**What is being asked:** The full data must be written out exactly, with every line included.

-------------------------

PR #459, opened 2025-11-22
Always try to show information on hover

jalvesaq:


jalvesaq:
@PMassicotte, I'm making the pull request, but you might want to improve it with more intelligent tree-sitter handling...

PMassicotte:
Great, I think `get_captures_at_cursor()` was deprecated in favour of  `get_captures_at_pos()`. I will propose some minor changes.

PMassicotte:
Made some minor changes, what do you think?

jalvesaq:
It's better! The formula completion isn't working, but that's because we didn't rebase on main.

PMassicotte:
One thing we could improve:

```r
mtcars$am
```

It currently gives the same results whether we are on `mtcars` or `am`. We could grab exactly the right thing. Let me check that.

PMassicotte:
> Let me check that.

I think that would require substantial changes in 

https://github.com/R-nvim/R.nvim/blob/8f6c810a70895d3851182a414e85508d58fc1808/lua/r/cursor.lua#L228 

We can do that later when we switch for a full TS based solution. Maybe we can merge for now.

jalvesaq:
I agree.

-------------------------

**Answer box:**
PR #459, opened 2025-11-22
Always try to show information on hover

jalvesaq:


jalvesaq:
@PMassicotte, I'm making the pull request, but you might want to improve it with more intelligent tree-sitter handling...

PMassicotte:
Great, I think `get_captures_at_cursor()` was deprecated in favour of  `get_captures_at_pos()`. I will propose some minor changes.

PMassicotte:
Made some minor changes, what do you think?

jalvesaq:
It's better! The formula completion isn't working, but that's because we didn't rebase on main.

PMassicotte:
One thing we could improve:

```r
mtcars$am
```

It currently gives the same results whether we are on `mtcars` or `am`. We could grab exactly the right thing. Let me check that.

PMassicotte:
> Let me check that.

I think that would require substantial changes in 

https://github.com/R-nvim/R.nvim/blob/8f6c810a70895d3851182a414e85508d58fc1808/lua/r/cursor.lua#L228 

We can do that later when we switch for a full TS based solution. Maybe we can merge for now.

jalvesaq:
I agree.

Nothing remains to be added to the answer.